When working with script values there may be occasion when you want the output to include a well-formatter number, such as a price, or a date and time value. This may present a problem because the values are often treated as one type, such as a String for Text Formula fields and therefore any other formatting will not get applied. This often leads to hard to understand values. Fortunately Application Composer groovy allows access to the underlying Formatter class to allow you to convert these specific values in your scripts.
Let's look at a simple example to understand how this works. We add a number field called Estimate Sale to the Lead object. This accepts any number and up to 4 decimal places. As a number field it will be formatted correctly, however if we use the value in a Text Formula field then it will not get the formatting. In the first screenshot below look at Formula1 which is missing the thousands comma as expected by the number format for my English language session. In this illustration a second Text Formula field (Formula2) is added and includes the following code:
def val = EstimateSale_c def fmt = new Formatter(adf.context.locale) def ret = (val != null) ? fmt.format('%,.2f', val) : null return ret
As you can see from this the Formatter object is instantiated and accepts the current user locale (using the adf.context.locale function). This Formatter object is then used to convert the 'val' variable value through its format() method. This accepts some Formatter class specific arguments that define the way the formatting is done.
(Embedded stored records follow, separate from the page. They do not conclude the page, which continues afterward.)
PR #647, opened 2025-08-22
feature(#628): Addition of STEF BEAM

egordm:
Notable changes over 'STEF BEAM':
* Changed `ModelInterface` to be `BacktestForecasterMixin`
* Using OpenSTEF `VersionedTimeSeriesDataset` and `TimeSeriesDataset` over `BaseDataset`, `PandasDataset`, and `pd.DataFrame`
* Removed `jaxtyping` in favor of just annotating array shape in comments
* Renamed `analytics` module to `analysis`
* Moved some types like `LeadTime` and `AvailableAt` to openstef-core
* Added more descriptive docstrings with examples.
* For now not added openstef 3.0 implementations for model interface.
* Also didn't add any benchmarks. Later we will add our OpenSTEF 50 signals benchmark we have released on alliander website.

### DIFF
--- a/packages/openstef-beam/src/openstef_beam/backtesting/backtest_pipeline.py
+++ b/packages/openstef-beam/src/openstef_beam/backtesting/backtest_pipeline.py
@@ -93,7 +93,7 @@ class BacktestPipeline:
         """
         if config.prediction_sample_interval != forecaster.config.predict_sample_interval:
             raise ValueError(
-                "The prediction sample interval of the backtest config must match the model interface's predict sample "
+                "The prediction sample interval of the backtest config must match the forecaster's predict sample "
                 "interval.",
                 config.prediction_sample_interval,
                 forecaster.config.predict_sample_interval,
--- a/packages/openstef-beam/src/openstef_beam/benchmarking/__init__.py
+++ b/packages/openstef-beam/src/openstef_beam/benchmarking/__init__.py
@@ -2,12 +2,12 @@
 #
 # SPDX-License-Identifier: MPL-2.0
 
-"""Runs complete model comparison studies across multiple energy consumption targets.
+"""Runs complete model comparison studies across multiple forecasting targets.
 
-Comparing forecasting models properly requires testing them on many different energy
-consumption patterns (different buildings, regions, seasons). This module automates
-the entire process: training models, running backtests, calculating metrics, generating
-reports, and storing results for comparison.
+Comparing forecasting models properly requires testing them on many different forecasting
+scenarios (equipment types, consumption/prosumption, solar/wind parks, regions, seasons).
+This module automates the entire process: training models, running backtests, calculating
+metrics, generating reports, and storing results for comparison.
 
 The complete workflow:
     - Model training: Train different forecasting approaches on each target
--- a/packages/openstef-beam/src/openstef_beam/analysis/__init__.py
+++ b/packages/openstef-beam/src/openstef_beam/analysis/__init__.py
@@ -11,7 +11,7 @@ for energy forecasting operations.
 
 What you get:
     - Performance charts: See how models compare across different metrics
-    - Time series plots: Visualize predictions vs actual consumption over time
+    - Time series plots: Visualize predictions vs actual load over time
     - Error analysis: Understand when and why models make mistakes
     - Comparison reports: Side-by-side model performance analysis
 """
--- a/packages/openstef-beam/src/openstef_beam/benchmarking/benchmark_pipeline.py
+++ b/packages/openstef-beam/src/openstef_beam/benchmarking/benchmark_pipeline.py
@@ -164,10 +164,10 @@ class BenchmarkPipeline[T: BenchmarkTarget, F]:
         1. Gets all available targets from the target provider
         2. Optionally filters them based on provided criteria
         3. Processes each target sequentially or in parallel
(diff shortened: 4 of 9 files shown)


packages/openstef-beam/src/openstef_beam/backtesting/backtest_pipeline.py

In the example the % means a literal and the second parameter .2f indicates to use two decimals (including rounding).
In the screenshot below the users session language (under Preferences) was set to French. Note the respective number formatting (based on locale) is now used in Formula2:
The Formatter class can also be used to format dates, again based on the locale. Here you can specify day, month, year and time from the original string value and pick out the parts needed. Again this relies on the arguments passed to the format() class.
Finally, the format() method also supports character conversion too, so could be used to pad values to fit a standard, or change values based on a condition.